Associate members still in their 60 day probationary period do not yet have voting rights.

July 14th to Aug 11th

Nomination Period

August 11th Members select election officials at the Membership Meeting.
August 20th 20 Day Notice of AGM and Election
August 26th 15 Day Deadline for Candidate Statements
September 1st

Candidate statements available online, ballot created in ElectionRunner and reviewed with Election Officials

Sept 11th to 14th

Voting Period
Election opens the afternoon of the 11th and remains open for 72 hours.

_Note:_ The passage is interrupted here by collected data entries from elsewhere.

PR #226, opened 2018-07-03
Quick wins 🏆

### LINKED ISSUE #128: French translations omnibus
Our application must be translatable into both English and French.
This is currently working imperfectly, but there are several issues preventing us from offering the same experience in French that we do in English. 

Let's look at them.

# What we have now

Currently, we can link to [our service](https://rescheduler.cds-snc.ca/) and click the `Français` link at the top and the page content will instantly switch to French. 
This is an in-page change and it will switch back to English if the page is reloaded. 
It also does not work without JavaScript.

# What we want

## 1. Linking directly to French language-pages (with JavaScript)

This means having some capacity to link to something like [https://rescheduler.cds-snc.ca?lang=fr](https://rescheduler.cds-snc.ca?lang=fr) and have the page switch immediately to french. This is roughly the equivalent of loading a page and clicking the `Français` link immediately. 
This would mean:
- being able to send links to french-language pages 
- reloading a page would not cause users to lose their set language

However, this would only work on JS-enabled devices.

**This is a medium-sized story.**

## 2. French-language pages without JavaScript

This means our pages would come back from the server in French. This would allow us to fall back to doing a full page reload in French if non-JS users clicked the `Français` link. 

This would also solve our `lang=“en”` problem, which tells screenreaders to expect which language the content will be on the first load.

**This is a large-sized story, and needs some exploration.**

## 3. Translating links and alt text

Our links don't change to French ones, as pointed out by @lchski in [this (superseded) issue](https://github.com/cds-snc/ircc-rescheduler/issues/121). 
Our alt-text doesn't change either.

Changing HTML attributes is different from changing the page content, so we need to investigate this. [There's some documentation around this](https://lingui.github.io/js-lingui/guides/optimized-components.html?highlight=attributes#optimized-component-wrapped-in-withi18n), but I haven't read it very closely.

**This is (probably) a medium-sized story.**

## 4. We lose text formatting when we switch languages.

| before | after |
|--------|-------|
|  "paper file number" is bolded |  "numéro de fichier paper" is not bolded   |
|  screen shot 2018-06-04 at 9 42 01 pm  |  screen shot 2018-06-04 at 9 41 43 pm    |

Whenever our markup looks like this 👇, we lose whatever was in the `<strong>` tags.
```html
<p>
  <Trans>
    Citizenship Tests are scheduled on <strong>Tuesdays</strong> and <strong>Fridays</strong>.
  </Trans>
</p>
```
The fix for this is fairly trivial, but it'll take some time.
We should probably do is closer to the end when the content is more finalized.

**This is a small-sized story.**

## 5. The calendar is not translated

It looks like one thing, but it breaks down into a few different small tasks.
Related to the Calendar component itself, [there's documentation here](http://react-day-picker.js.org/). Specifically, we probably want to check out [the locale stuff](http://react-day-picker.js.org/api/LocaleUtils). 

Calendar settings
- Month name is not in French
- Weekday names are not in French
- The `aria-label` attribute for individual days is formatted in english

Date formatting
- Once days are selected using the calendar, the date that shows up in the box at the side should be formatted in French

Separately, each of these bullet points is probably a small story, but together they make up a medium-y type story.

**Taken together, this is a medium-sized story.**

### LINKED ISSUE #224: Bolding Sweep
### The following outlines the only things that should be bolded on each page:

--

### **Header**
- Request a new citizenship appointment

- Beta feedback text-weight should be 400 across the whole service. 

--

### **Landing**
- 3 days
- Warning box text: Requesting a new appointment will cancel your current one. Do not attend your old appointment after you complete this request. It can take up to 9 weeks for us to reschedule you.

--

### **Form**
Remains as is.

--

### **Calendar**
- 3 days
- Your 3 selected days:
- Warning box text: Make sure you stay available on all of the days you select.

--

###  **Review,** Confirmation, Cancel, and Something Went Wrong
Remain as is.

--
_Team members directly affected:_ @nmakuch @anikbrazeau @Amirroracle

pcraig3:
These turned into not very quick wins actually.

In this PR:
- Fixed a bug where the chevrons were too close to their links
- Make all the visited links blue
- Unbolded things where we wanted to unbold them
  - resolves #224 
- Translates our links
  - resolves #128 
- Preserves bolded text to the french version of the site
  - also resolves #128 
- Fixes a layout bug we were seeing with the noJS calendar, where the "selected days" box would always be underneath it.

Gonna executive decision merge this PR and then deploy it since this is all needed for our go-live.


pcraig3:
deploy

Sept 11th Annual General Meeting
Members have the opportunity to hear the candidates speak, and to ask them questions, at the AGM on the 11th.
Sept 14th Election results reviewed with Election Officials and announced.

In-Person Voting

For those members who do not have Internet access, a computer for casting their vote can be made available at the SF Pride Offices at 1663 Mission Street, Suite 560, San Francisco, CA by appointment during the 72 hour voting period.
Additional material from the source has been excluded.